But if you expect to find prominent socialists or leftist political activists
or their ideas on NPR, you'll be waiting a long time. Chomsky, nader, said,
hedges, parenti ... none of them get mentioned or make an appearance. Who
teamed up with Richard Wolff's radio show? NPR? Nope, it was iHeartMedia. You
can find these people on Al Jazeera, the CBC, RussiaToday, the BBC...
Essentially the public media of every country BUT the USA.

On NPR, you'll get Goldman Sachs, BlackRock, the Heritage foundation, the
Hoover institute, and other prominent vested interests and orthodox free
market fundamentalism thinktanks.

The reality is the Alex Jones ilk are so out there that if you want to call
anything that's not like that as liberal, you have a giant space to work with.
That pejorative label corrals and prods everyone else closer to the Hannity
and Michael Savages and what we get is a dedicated right and a not-so-
committed, more gentle right.

When actual "not on the right" politicians rise, they get ignored, dismissed,
or ridiculed by all the mainstream media.

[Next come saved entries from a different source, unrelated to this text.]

PR #412, opened 2019-02-08
Fix bug in deleteObject of WorldInterface plugin

valegagge:
Due to this bug, the function deleted alway the first object in its list and not object with the name specified in the parameter of function


valegagge:
cc @randaz81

Whether it's Jeremy Corbyn or Bernie
Sanders or Mélenchon. NPR was dismissive of Corbyn, who picked up the largest
legislative gain in over 70 years, even on election day as trouble for Labor
and mismanaging a failing divided party with old broken ideas...

It's important to remember what a non-skewed left would actually look like
since it effectively doesn't exist in the mainstream us media.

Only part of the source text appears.